In order to evaluate the sensitivity of the produced electrophotographic photosensitive member, a half exposure amount (μJ / cm ² ) was measured using an electrophotographic evaluation device "CINDIE743" manufactured by Gentec. The results are also shown in Table 3. The half-exposure amount is the amount of exposure required to halve the surface potential of the charged photosensitive layer (photoconductive layer) when the surface is exposed. The smaller the half-exposure amount, the more sensitive the photoconductor.
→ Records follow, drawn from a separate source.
PR #465, opened 2021-12-29
SourceProfile output types

swalker2m:
This is the first in a series of updates required to add `SourceProfile` to the schema.  It includes only the output types for now.  Future PRs would allow you to create and edit the source profile but at this point you can query any existing profile information.  Adding `SourceProfileSchema` is the goal of this PR, but it also:

1. tracks a more recent `lucuma-core`.  As such it has to invent a `SourceProfile` for new targets created without any such information.  Because we require a `SourceProfile` this will be updated in the future to require the corresponding input when a target is created.  For now, it makes a bogus `Point` source.
2. turns off SSO again, for now.  It pulls in obsolete dependencies.

## Ponderous Queries 

The queries are somewhat ponderous, being a straightforward mapping to the `SourceProfile` model.  Maybe that is not ideal?

```
    ... on PointSource {
      spectralDefinition {
        ... on BandNormalizedIntegrated {
          sed {
            ... on Planet {
              spectrum
            }
          }
        }
      }
    }
```

## Inconsistent units handling

It pains me that units are different for magnitudes, line flux, etc.  Ordinarily when units are involved the query allows the caller to get the value in the units they choose:

Screen Shot 2021-12-29 at 11 11 49

Here you can select `arcsec` or `degrees` or whatever and see the corresponding value.  For the magnitudes I'm not sure whether the options are really even convertible in all cases so you just get a (value, units) pair essentially:

Screen Shot 2021-12-29 at 11 11 02


modules/core/src/main/scala/lucuma/odb/api/schema/SourceProfileSchema.scala
```diff
@@ -0,0 +1,627 @@
...
+          resolve     = _.value.fluxDensities.toNel.toList
+        )
+      )
+    )
+
+  // We are limited in the characters we can use for enum names.  These mappings
+  // define how to map illegal characters into something valid for GraphQL.
+  private val replacements: List[(String, String)] =
+    List(
+      " " -> "_",
```
cquiroz, line 233: Nice

cquiroz (approved):
LGTM

PR #466, opened 2021-12-29
Sample profiles

swalker2m:
Hacks in a way to set the `SourceProfile` in the sample targets in `Init`.  I don't know whether they correspond to reality but it's good to have something set for those targets.

The source profile information will be added to the GraphQL input and the hack will be removed in a subsequent PR.


cquiroz (approved):
LGTM

PR #467, opened 2021-12-29
Report validation errors

swalker2m:
A small change that would have prevented some grief.  By moving the schema construction outside the function `WebSocketBuilder2 => HttpApp` a validation failure occurs in the `Resource` map and gets reported instead of silently eaten.


toddburnside (approved):
LGTM

PR #475, opened 2022-01-04
Tiny leftover

cquiroz:
Signed-off-by: Carlos Quiroz <carlos.quiroz@noirlab.edu>


swalker2m (approved):
:+1: I think I did that on purpose for the documentation thinking the term "magnitude" bands is more commonly employed.  Maybe better to be consistent though.

PR #476, opened 2022-01-04
lucuma-core 0.22.0 and some source profile inputs

swalker2m:
Lazily combines a couple of unrelated things:

* Starting to define some source profile inputs (for creation and editing)
* Updates to `lucuma-core` 0.22.0 and makes corresponding changes

The first item is still very much WIP and will continue to evolve.


rpiaggio (approved):
LGTM

PR #480, opened 2022-01-06
Source profile inputs 2

swalker2m:
Inputs for creating source profile.  This is a lot of boring rote code but you can get a glimpse of the end result in the `Init` and `TestInit` code that sets up a test "database".


modules/service/src/main/scala/lucuma/odb/api/service/Init.scala
```diff
@@ -42,7 +38,89 @@ object Init {
...
+          "galaxy": "SPIRAL"
+        },
+        "brightnesses": [
+          {
+            "brightness": {
+              "value": 12.7,
+              "units": "VEGA_MAGNITUDE"
+            },
+            "band": "B"
+          },
```
swalker2m, line 55: Here a point source is created, for example.

modules/service/src/main/scala/lucuma/odb/api/service/Init.scala
```diff
@@ -42,7 +38,89 @@ object Init {
...
+          {
+            "brightness": {
+              "value": 10.279,
+              "units": "VEGA_MAGNITUDE"
```
swalker2m, line 59: On the input (i.e., here) I could turn this around

```
"brightnesses": [
  {
    "vega": 10.279,
    "band": "B"
  },
  ...
]
```

 to match the way it is done elsewhere (like for "parallax" above):

```
"parallax": { 
  "milliarcseconds": 1.0
}
```

I like that better and it is more consistent.  The problem is that on output (that is, when queried) I cannot support getting the value in any other units except those in which it was entered. I don't think we can easily translate between them.   Whereas for parallax we can cleverly provide the value in μas even though it was entered as mas:

```
"parallax": {
  "microarcseconds": 1000
}
```
I don't think we can do that for brightness. You couldn't take that `10.279` value and get the equivalent (if there is an equivalent) in, say, `erg/s/cm²/Hz`.   So the output would, inconsistently, continue to be "value" and "units".    :-/

cquiroz: Right, some of the units can be converted but not every one. Also you can't convert surface to integrated or viceversa.

cquiroz (approved):
LGTM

Show that it is large.

^{The half-exposure amount is generally evaluated as having good sensitivity at 0.28 μJ / cm 2} or less and a photoconductor drum at about 0.35 μJ / cm ^{2 in} a positively charged single-layer photoconductor using α-type oxyttanyl phthalocyanine. Is inadequate and is considered defective.

The pyrazole derivative of the present invention is a compound having excellent solubility in organic solvents and compatibility with synthetic resins as well as electron transport ability, and has a uniform electron transport ability in ultrathin films. Not only is it extremely useful as an electron transport material (ETM) for electrophotographic photosensitive members, which can be formed well and is used in image forming devices such as electrostatic copiers, facsimiles, and laser beam printers, but also organic semiconductors. , Organic EL, conductive polymer and the like, can be suitably used in a wide range of fields.
Moreover, since raw material compounds can be synthesized and obtained at extremely low prices, their applications are extremely wide-ranging.

Claims (2)

An electron transporting material containing a pyrazole derivative represented by the formula (I).
In formula (I),
A and B represent the same or different alkyl group, cycloalkyl group, aryl group or aralkyl group.
Z represents any one of the following eight structural formulas (Z-1) to (Z-8).
An electronic material using the electronic transport material according to claim 1.